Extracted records
_____
Issue #9541, opened 2024-03-24
gdalinfo: also offer DD not just DMS, else need -json...


jidanni:
### Feature description

```
Corner Coordinates:
Upper Left  (  440720.000, 3751320.000) (117d38'28.21"W, 33d54'8.47"N)
Lower Left  (  440720.000, 3720600.000) (117d38'20.79"W, 33d37'31.04"N)
Upper Right (  471440.000, 3751320.000) (117d18'32.07"W, 33d54'13.08"N)
Lower Right (  471440.000, 3720600.000) (117d18'28.50"W, 33d37'35.61"N)
Center      (  456080.000, 3735960.000) (117d28'27.39"W, 33d45'52.46"N)

```

### Additional context

There should be a way to tell it our eyes are more used to DD than  DMS, even if we can post-process it.

rouault:
You can get that by inspecting the wgs84Extent member of gdalinfo -json

PR #9594, opened 2024-04-02
Update gdalinfo.rst to say how to get DD format

jidanni:
For https://github.com/OSGeo/gdal/issues/9541 .

### DIFF
--- a/doc/source/programs/gdalinfo.rst
+++ b/doc/source/programs/gdalinfo.rst
@@ -196,6 +196,8 @@ Example
     Center      (  456080.000, 3735960.000) (117d28'27.39"W, 33d45'52.46"N)
     Band 1 Block=512x16 Type=Byte, ColorInterp=Gray
 
+For DD coordinates instead of DMS, inspect the wgs84Extent member of gdalinfo -json:
+
 Example of JSON output with ``gdalinfo -json byte.tif``
 
 .. code-block:: json
--- a/doc/source/programs/gdalinfo.rst
+++ b/doc/source/programs/gdalinfo.rst
@@ -196,7 +196,7 @@ Example
     Center      (  456080.000, 3735960.000) (117d28'27.39"W, 33d45'52.46"N)
     Band 1 Block=512x16 Type=Byte, ColorInterp=Gray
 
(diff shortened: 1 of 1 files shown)


doc/source/programs/gdalinfo.rst
```diff
@@ -196,6 +196,8 @@ Example
     Center      (  456080.000, 3735960.000) (117d28'27.39"W, 33d45'52.46"N)
     Band 1 Block=512x16 Type=Byte, ColorInterp=Gray
 
+For DD coordinates instead of DMS, inspect the wgs84Extent member of gdalinfo -json:
+
```
jratike80, line 200: That sounds like the json format exists mainly for showing extent in DD, while I think that the main advantage is that json is computer-friendly.
I wonder if there is a good reason for DMS, or if decimal degrees could be used always.

jidanni: Yeah I kind of "just happened to squeeze the sentence into the right spot", " perhaps giving that effect."

On the other hand we don't want to get rid of DMS completely. Maybe some people still like it. Gives sort of like that early mariners feeling. Good for historical publishing. 

Anyway I just wanted the man page to sort of say something for people who are baffled why didn't the authors ever think of using DD format.

But you're entirely welcome to change it anyway you like because I'm sure you'll come up with a better way than me. 

I just didn't want to get my hands dirty to do any actual programming.

doc/source/programs/gdalinfo.rst
```diff
@@ -196,6 +196,8 @@ Example
     Center      (  456080.000, 3735960.000) (117d28'27.39"W, 33d45'52.46"N)
     Band 1 Block=512x16 Type=Byte, ColorInterp=Gray
 
+For DD coordinates instead of DMS, inspect the wgs84Extent member of gdalinfo -json:
```
rouault, line 199: It might not be ob

rouault, line 199:
```suggestion
For corner coordinates formatted as decimal degree instead of the above degree, minute, second, inspect the ``wgs84Extent`` member of gdalinfo -json:
```

Issue #9580, opened 2024-03-28
GPKG: srs_id -1 for "Undefined cartesian SRS" has meter units, should this be "undefined" units?


theroggy:
### What is the bug?

According to the GeoPackage specs, data in an "Undefined Cartesian SRS" should be saved with srs_id = -1: https://www.geopackage.org/spec/#r11.

In GDAL this was implemented in these PR's:
- reading: https://github.com/OSGeo/gdal/pull/3286
- writing: https://github.com/OSGeo/gdal/pull/3312

However, for reading as well as writing srs_id=-1 the unit is set/expected to be "meter". So, only if the unit is meter, the srs_id in GPKG will be set to srs_id -1.

For information, in r-spatial (https://github.com/r-spatial/sf/issues/2049) the choice was made to explicitly to use a WKT that specifies the units to be undefined when saving data without crs specified to GPKG, leading to a "custom CRS" being saved in the GPKG, so an srs_id >= 100.000 instead of -1, which doesn't seem to be according to the GPKG specs?

So following questions rise:
- Was it an active choice to use unit "meter"?
- Would it be more logical that for an "Undefined Cartesian SRS" in the spirit of the GPKG spec that the unit would also be "undefined"?

Issue surfaced when implementing support for "Undefined Cartesian SRS" in pyogrio: https://github.com/geopandas/pyogrio/pull/368

### Steps to reproduce the issue

xref: https://github.com/geopandas/pyogrio/pull/368

### Versions and provenance

All versions of GDAL

CC: @edzer , @martinfleis, @jorisvandenbossche

rouault:
It is tricky to do better than what we do currently. GDAL uses PROJ bases CRS models, which are OGC Topic 2 based, and for Unknown cartesian CRS we have opted for the rather loose EngineeringCRS representation, but an EngineeringCRS is abased on a Cartesian coordinate system, and the axis of such system *must* have a unit. Opting for metre is the obvious default. The issue fundamentally staims at the specification, which defines a "Unknown cartesian CRS" concept but which has no clear equivalent in OGC Topic 2.

[...]

PR #9595, opened 2024-04-02
GPKG: map Null CRS to a new srs_id=99999, and add a SRID layer creation option

rouault:
New layer creation option:
```
-  .. lco:: SRID
      :choices: <integer>
      :since: 3.9

      Forced ``srs_id`` of the entry in the ``gpkg_spatial_ref_sys`` table to point to.
      This may be -1 ("Undefined Cartesian SRS"), 0 ("Undefined geographic SRS"),
      99999 ("Undefined SRS"), a valid EPSG CRS code or an existing entry of the
      ``gpkg_spatial_ref_sys`` table. If pointing to a non-existing entry, only a warning
      will be emitted.
```

```
Coordinate Reference Systems
----------------------------

Starting with GDAL 3.9, a layer without any explicit CRS is mapped from/to a
custom entry of srs_id=99999 with the following properties:

- ``srs_name``: ``Undefined SRS``
- ``organization``: ``GDAL``
- ``organization_coordsys_id``: 99999
- ``definition``: ``LOCAL_CS["Undefined SRS",LOCAL_DATUM["unknown",32767],UNIT["unknown",0],AXIS["Easting",EAST],AXIS["Northing",NORTH]]``
- ``definition_12_063`` (when the CRS WKT extension is used): ``ENGCRS["Undefined SRS",EDATUM["unknown"],CS[Cartesian,2],AXIS["easting",east,ORDER[1],LENGTHUNIT["unknown",0]],AXIS["northing",north,ORDER[2],LENGTHUNIT["unknown",0]]]``
- ``description``: ``Custom undefined coordinate reference system``

Note that the use of a LOCAL_CS / EngineeringCRS is mostly to provide a valid
CRS definition to comply with the requirements of the GeoPackage specification
and to be compatible of other applications (or GDAL 3.8 or earlier), but the
semantics of that entry is intented to be "undefined SRS of any kind".
```


jratike80:
Is it good to use different `srs_id=99999` and `organization_coordsys_id=0`? There may be a slight possibility for a mess because geopackage developers can think that those two are always equal, because usually for the EPSG codes they are. But if someone cares about the organization then hopefully they check correctly the combination organization + organization_coordsys_id and notice that NONE:0 is not the same than GDAL:0.
_(Well, I think I wouldn't care about that difference myself, and at least not between NONE:-1 and GDAL:0)_

Maybe the definition could somehow distinct the new undefined from the two existing undefined variants. Something like "Custom undefined coordinate reference system". Or "Undefined coordinate reference system using undefined units". This suggestion does not feel most clear.

```
0 (NONE 0) = undefined Cartesian coordinate reference system
-1 (NONE -1) = undefined geographic coordinate reference system
99999 (GDAL 0) = undefined coordinate reference system
```

Was there someone who wished to have undefined undefined Cartesian and undefined undefined non-Cartesian?

rouault:
> Is it good to use different `srs_id=99999` and `organization_coordsys_id=0`?

ok, I've change organization_coordsys_id to 99999 as well

> Something like "Custom undefined coordinate reference system"

I've change to that

rouault:
Fixes https://github.com/OSGeo/gdal/issues/9580

PR #9598, opened 2024-04-02
VRT: add a new mode to apply chained processing steps that apply to several bands at the same time

rouault:
The following built-in algorithms are introduced, and typically applied in the following order:
- Dehazing: remove haze effects by applying (subsampled) gain and offset auxiliary datasets.
- BandAffineCombination: to perform an affine transformation combination of bands.
- Trimming: local thresholding of saturation
- LUT: apply a look-up table (band per band)

### DIFF
--- a/autotest/gdrivers/vrtprocesseddataset.py
+++ b/autotest/gdrivers/vrtprocesseddataset.py
@@ -1,0 +1,1258 @@
+#!/usr/bin/env pytest
+###############################################################################
+# $Id$
+#
+# Project:  GDAL/OGR Test Suite
+# Purpose:  Test VRTProcessedDataset support.
+# Author:   Even Rouault <even.rouault at spatialys.com>
+#
+###############################################################################
+# Copyright (c) 2024, Even Rouault <even.rouault at spatialys.com>
+#
+# Permission is hereby granted, free of charge, to any person obtaining a
+# copy of this software and associated documentation files (the "Software"),
+# to deal in the Software without restriction, including without limitation
+# the rights to use, copy, modify, merge, publish, distribute, sublicense,
+# and/or sell copies of the Software, and to permit persons to whom the
+# Software is furnished to do so, subject to the following conditions:
+#
+# The above copyright notice and this permission notice shall be included
+# in all copies or substantial portions of the Software.
+#
+# THE SOFTWARE IS PROVIDED "AS IS", WITHOUT WARRANTY OF ANY KIND, EXPRESS
+# OR IMPLIED, INCLUDING BUT NOT LIMITED TO THE WARRANTIES OF MERCHANTABILITY,
+# FITNESS FOR A PARTICULAR PURPOSE AND NONINFRINGEMENT. IN NO EVENT SHALL
+# THE AUTHORS OR COPYRIGHT HOLDERS BE LIABLE FOR ANY CLAIM, DAMAGES OR OTHER
+# LIABILITY, WHETHER IN AN ACTION OF CONTRACT, TORT OR OTHERWISE, ARISING
+# FROM, OUT OF OR IN CONNECTION WITH THE SOFTWARE OR THE USE OR OTHER
+# DEALINGS IN THE SOFTWARE.
+###############################################################################
+
+import struct
+
+import gdaltest
+import pytest
+
+from osgeo import gdal
+
+###############################################################################
+# Test error cases in general VRTProcessedDataset XML structure
+
+
+def test_vrtprocesseddataset_errors(tmp_vsimem):
+
+    with pytest.raises(Exception, match="Input element missing"):
+        gdal.Open(
+            """<VRTDataset subclass='VRTProcessedDataset'>
+                    </VRTDataset>
+                    """
+        )
+
+    with pytest.raises(
+        Exception,
+        match="Input element should have a SourceFilename or VRTDataset element",
+    ):
+        gdal.Open(
+            """<VRTDataset subclass='VRTProcessedDataset'>
+                    <Input/>
+                    </VRTDataset>
+                    """
+        )
+
+    with pytest.raises(Exception):  # "No such file or directory'", but O/S dependent
+        gdal.Open(
+            """<VRTDataset subclass='VRTProcessedDataset'>
+                    <Input><SourceFilename/></Input>
+                    </VRTDataset>
+                    """
+        )
+
+    with pytest.raises(
+        Exception,
+        match="Missing one of rasterXSize, rasterYSize or bands on VRTDataset",
+    ):
+        gdal.Open(
+            """<VRTDataset subclass='VRTProcessedDataset'>
+                    <Input><VRTDataset/></Input>
+                    </VRTDataset>
+                    """
+        )
+
+    src_filename = str(tmp_vsimem / "src.tif")
+    src_ds = gdal.GetDriverByName("GTiff").Create(src_filename, 10, 5, 3)
+    src_ds.GetRasterBand(1).Fill(1)
+    src_ds.GetRasterBand(2).Fill(2)
+    src_ds.GetRasterBand(3).Fill(3)
+    src_ds.Close()
+
+    with pytest.raises(Exception, match="ProcessingSteps element missing"):
+        gdal.Open(
+            f"""<VRTDataset subclass='VRTProcessedDataset'>
+        <Input>
+            <SourceFilename>{src_filename}</SourceFilename>
+        </Input>
+        </VRTDataset>
+            """
+        )
+
+    with pytest.raises(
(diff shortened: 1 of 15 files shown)


doc/source/drivers/raster/vrt_processed_dataset.rst
```diff
@@ -0,0 +1,261 @@
...
+LUT
+---
+
+Apply a look-up table (band per band), typically to get from UInt16 to Byte data types.
+
+The following required argument must be specified:
+
+- ``lut_{band}``: List of the form ``[src value 1]:[dest value 1],[src value 2]:[dest value 2],....``. {band} must be replaced by 1 to the number of bands.
+
+
```
dbaston, line 256: Note that interpolation will be used if pixel values are not found in the LUT. (maybe make this opt-out?)

doc/source/drivers/raster/vrt_processed_dataset.rst
```diff
@@ -0,0 +1,261 @@
...
+- ``top_rgb``: Maximum saturating RGB output value.
+
+- ``tone_ceil``: Maximum threshold beyond which we give up saturation.
+
+- ``top_margin``: Margin to allow for dynamics in brighest areas (between 0 and 1, should be close to 0)
+
+
+The following optional arguments may be specified:
+
+- ``relative_filenames``: Whether the trimming dataset filename is relative to the VRT. Allowed values are ``true`` and ``false``. Defaults to ``false``
```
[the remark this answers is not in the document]
rouault: ok, changed to that

doc/source/drivers/raster/vrt_processed_dataset.rst
```diff
@@ -0,0 +1,261 @@
...
+- ``green_band``: Index (one-based) of the green band. Defaults to 1.
+
+- ``blue_band``: Index (one-based) of the blue band. Defaults to 1.
+
+- ``nodata``: Override the input nodata value coming from the previous step (or the input dataset for the first step).
+
+- ``trimming_nodata``: Override the nodata value coming from the trimming dataset.
+
+
+LUT
```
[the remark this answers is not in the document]
rouault: > To me this raises the question of whether pixel functions can/should also be valid processing steps.

There's indeed some similarity. I didn't want to go into that complication for now, but that could probably be a further enhancement

doc/source/drivers/raster/vrt_processed_dataset.rst
rouault: I'm not sure to have understood your comment. What happens here is the same as the LUT option of a VRTComplexSource, that is if the input value is lower than the lowest src value 1, the output value is dest value 1. And if the input value is greater than the maximum src value N, the output value is dest value N. So this clamps to those bounds

dbaston: I mean that that with LUT `1:10,3:30`, I would have expected a pixel value of `2` to either remain `2` or end up as nodata (these are the two choices in https://docs.qgis.org/3.34/en/docs/user_manual/processing_algs/qgis/rasteranalysis.html#reclassify-by-table)

So it would be good to clarify that the algorithm performs linear interpolation if a pixel value is not found in the LUT.

rouault: > So it would be good to clarify that the algorithm performs linear interpolation if a pixel value is not found in the LUT.

ok, got it. Done per 07b6ab5ce6b15ed4fe94072762266a3acc553898

sgillies:
@rouault @dbaston Is this a feature being bought by a specific customer? I would guess so from the desire to do haze processing instead of a more generalized process. Can the functionality not be covered by the existing pixel functions or Python plugin? I'm ever uncomfortable with GDAL having lots of partially overlapping features.

rouault:
> Is this a feature being bought by a specific customer?

yes

>  I would guess so from the desire to do haze processing instead of a more generalized process. 

The initial processing functions are admittedly a bit specific to the specific use case, but the VRTProcessedDataset mechanism intends to be a generic framework where more processing steps could be added.

> Can the functionality not be covered by the existing pixel functions 

Not really, or at least not efficiently. The pixel functions are designed to operate band per band. Here some of the processing steps (namely dehazing and bandAffineCombination) involve mixing together pixel values from multiple bands to generate output values for multiple bands. That would be tedious to do with standard VRT pixel functions and would involve more I/O.

> or Python plugin?

There's a need for efficiency, and a Python plugin would likely run into issues with the GIL.

frmts/vrt/vrtprocesseddataset.cpp
```diff
@@ -0,0 +1,1342 @@
...
+    {
+        CPLError(CE_Failure, CPLE_OutOfMemory,
+                 "Out of memory allocating working buffer");
+        return false;
+    }
+
+    if (m_poSrcDS->RasterIO(GF_Read, nXOff, nYOff, nBufXSize, nBufYSize,
+                            abyInput.data(), nBufXSize, nBufYSize, eFirstDT,
+                            nFirstBandCount, nullptr,
+                            nFirstDTSize * nFirstBandCount,
```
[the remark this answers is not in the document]
rouault: suggestion applied

frmts/vrt/vrtprocesseddataset.cpp
```diff
@@ -0,0 +1,1342 @@
...
+                            nFirstDTSize * nFirstBandCount * nBufXSize,
```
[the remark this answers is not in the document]
rouault: suggestion applied

rouault:
@sgillies I'm not sure how to best address your concerns. I can see several potential ways forward:
- back out that PR in its whole, and handle that as a out-of-tree patch by the user who ordered this work. Probably not the preferred way from his point of view
- variant of the above that wouldn't require patching GDAL: try to make the new VRTProcessedDataset framework itself something that can be registered at run-time / a plugin. That is: make it possible to dynamically register a subclass of VRTDataset. However I'm not totally sure this (the changes in vrtdataset.cpp itself, mostly related to routing XML deserialization/serialization to the VRTProcessedDataset class) can be done at all or in a not-too-ugly way, without actually trying to do it, but I'm willing to give that a try if that'd be the preferred way
- just provide the framework, without the 4 initial built-in algorithms, since they can be registered by a plugin. There's no technical difficulty, since the built-in algorithms use the registration mechanism. However I don't really see this as a desirable solution, because it would make the testing of the framework itself in core GDAL impossible.
- better cross-documentation in the VRT driver doc between the existing VRTDerivedBand + pixel functions and the new VRTProcessedDataset explaining how they differ from each other

Any suggestion?

One item I didn't list above is "try reusing the existing VRTDerivedBand framework to cover the use cases of this PR" as this isn't a workable technical solution because of the points I raised in https://github.com/OSGeo/gdal/pull/9598#issuecomment-2032780187:
- need to compute efficiently several output bands from several input bands at once. Using standard pixel functions would require multiple processing of the same intermediate buffers, with computation costs that grow up exponentially with the number of steps
- easy of defining multiple steps in the same VRT file, whereas VRTDerivedBand would require one VRT per step
- something I didn't mention: need to provide to the algorithm the georeferenced window of interest so it can use auxiliary datasets (as done by the LocalScaleOffset and Trimming algorithms). The signature of existing VRTDerivedBand pixel functions doesn't allow this

sgillies:
@rouault I think this is the kind of feature that users should build for themselves. But you have much more experience maintaining a big open source project than I do, so I'll get over my concerns.

autotest/gdrivers/vrtprocesseddataset.py
```diff
@@ -0,0 +1,1258 @@
...
+            <Argument name="gain_dataset_filename_1">{gain_filename}</Argument>
+            <Argument name="gain_dataset_band_1">1</Argument>
+            <Argument name="offset_dataset_filename_1">{offset_filename}</Argument>
+            <Argument name="offset_dataset_band_1">1</Argument>
+        </Step>
+    </ProcessingSteps>
+    </VRTDataset>
+        """
+    )
+    assert struct.unpack("B" * 12, ds.GetRasterBand(1).ReadRaster()) == (
```
dbaston, line 718: I think it would improve readability to use numpy for new tests. Is there a packager/user who needs to run the test suite and has sufficiently recent versions of `pytest` etc. but doesn't have `numpy` available?

rouault: > I think it would improve readability to use numpy for new tests. Is there a packager/user who needs to run the test suite and has sufficiently recent versions of `pytest` etc. but doesn't have `numpy` available?

yes, in that instance, that's probably not necessary to be that conservative. I've added https://github.com/OSGeo/gdal/pull/9598/commits/174c886a340f7a95a08eb8d8dc6c13515d32dd7f that uses numpy functionality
_____
### What you have to do
Gather each line from the entries above that includes the word "VRTDerivedBand".

### Solution to the problem
- better cross-documentation in the VRT driver doc between the existing VRTDerivedBand + pixel functions and the new VRTProcessedDataset explaining how they differ from each other
One item I didn't list above is "try reusing the existing VRTDerivedBand framework to cover the use cases of this PR" as this isn't a workable technical solution because of the points I raised in https://github.com/OSGeo/gdal/pull/9598#issuecomment-2032780187:
- easy of defining multiple steps in the same VRT file, whereas VRTDerivedBand would require one VRT per step
- something I didn't mention: need to provide to the algorithm the georeferenced window of interest so it can use auxiliary datasets (as done by the LocalScaleOffset and Trimming algorithms). The signature of existing VRTDerivedBand pixel functions doesn't allow this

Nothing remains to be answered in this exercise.